Ponniyin Selvan Book Chapter 19 Free Read Online

Full Read the Online Chapter 19 — Battlefield And Forest of the Ponniyin Selvan Book in English PDF Part 1 The First Flood(Volume 1) for free.

Ponniyin Selvan Book Free in English Part 1(The First Flood) Chapter 19 — Battlefield And Forest

It was a practice among the Tamils of ancient times to erect a hero stone and raise a memorial for great warriors who died bravely on the battlefield. If the memorial was marked merely by a stone tablet the place was known as the stone monument of the warrior.

If a statue of a divinity was consecrated along with the marker, the place came to be called a palli padai or memorial shrine and temple.

One such memorial temple existed near the village of Thiru-puram-biyam, on the northern banks of the River Manni about half a league from Kudanthai. It had been erected in memory of a great warrior, the Ganga King Prithvi-pathi who had died in a great battle near that village.

Those who read world history may recall that the great battles of Waterloo and Panipat changed the very course of history.

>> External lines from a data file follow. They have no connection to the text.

PR #858, opened 2017-08-01
Fix Nuget package handling to support Unix-style paths

tritao:
Fixes Nuget package handling to work on OSX.

cc @aleksijuvani

### DIFF
--- a/modules/vstudio/tests/_tests.lua
+++ b/modules/vstudio/tests/_tests.lua
@@ -12,6 +12,7 @@ return {
 	"cs2005/test_nuget_config.lua",
 	"cs2005/test_nuget_framework_folders.lua",
 	"cs2005/test_nuget_packages_config.lua",
+	"cs2005/test_nuget_references.lua",
 	"cs2005/test_output_props.lua",
 	"cs2005/projectelement.lua",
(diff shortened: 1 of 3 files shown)


aleksijuvani:
LGTM, except that the current NuGet tests are in `test_assembly_refs.lua` so we should either move those tests to this new file or move this new test to that file.

aleksijuvani:
Also, just to note – this is matching the filenames returned by the NuGet API so the host system shouldn't matter.. the packager just used a Unix system so that's why the slashes are different.

tritao:
I thought so too, but actually the issue is some `path.translate` call that is done before this function is called, only realized this after the fix, what do you think? Should we hardcode a separator in the translate call instead?

aleksijuvani:
You're right, it looks like the API always returns paths with forward slashes, so it is a local issue after all. Hardcoding it to use the "\\" separator might be the best course of action. I think this is what Visual Studio expects anyway.

tvandijck:
I'm a little confused with the conclusion of the above discussion? are we good to merge? it looks fine to me.

aleksijuvani:
Should be good to merge, I just got a bit confused.

tritao:
👍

The battle of Thiru-puram-biyam had a similar significance with regard to South Indian history. That battle took place in the year AD 885, about a hundred years before the times of our story. It is essential that all persons interested in the history of the Tamils should know the details of that battle.

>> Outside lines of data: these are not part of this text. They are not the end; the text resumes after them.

PR #860, opened 2017-08-02
fix for build failure on macOS in debug.

tvandijck:
Fixes issue reported here: https://github.com/premake/premake-core/pull/840


tvandijck:
I also updated the travis-ci script to make a debug build, so this doesn't happen again.

PR #861, opened 2017-08-04
Allow embedding of binary resources.

tvandijck:


scripts/embed.lua
```diff
@@ -67,20 +67,24 @@
...
-				verbosef("Compiling... " .. filename)
-				local output = path.replaceextension(filename, ".luac")
-				local res, err = os.compile(filename, output);
-				if res ~= nil then
-					data = loadScript(output)
-					os.remove(output)
+			if not path.hasextension(filename, ".lua") then
+				data = loadScript(filename)
+			else
+				if _OPTIONS["bytecode"] then
```
samsinsane: An `elseif` seems like it would make more sense here?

The early Chozla kings of the Sangam Age — Karikala Valava, Ilan-chet-chenni, Perunar-kill, Thodi-thot Sembiyan — ruled with great fame and prosperity. For about five to six hundred years after their times, a long eclipse clouded the fame of the Chozlas. The Pandiyas in the south and the Pallavas of the north squashed the Chozlas into becoming petty chieftains. Towards the end, the Chozlas had to give up their coveted capital city, Uraiyoor, to the Pandiyas and move east. The Chozla chieftains who moved east made Pazlayarai, near Kudanthai, their new capital. But they did not forget their rights to their long time capital, i.e., Uraiyoor. Neither did they give up their title of Rooster Kings — a title of monarchs who ruled from Uraiyoor which was also known as Kozliyoor (kozli in Tamil means rooster.)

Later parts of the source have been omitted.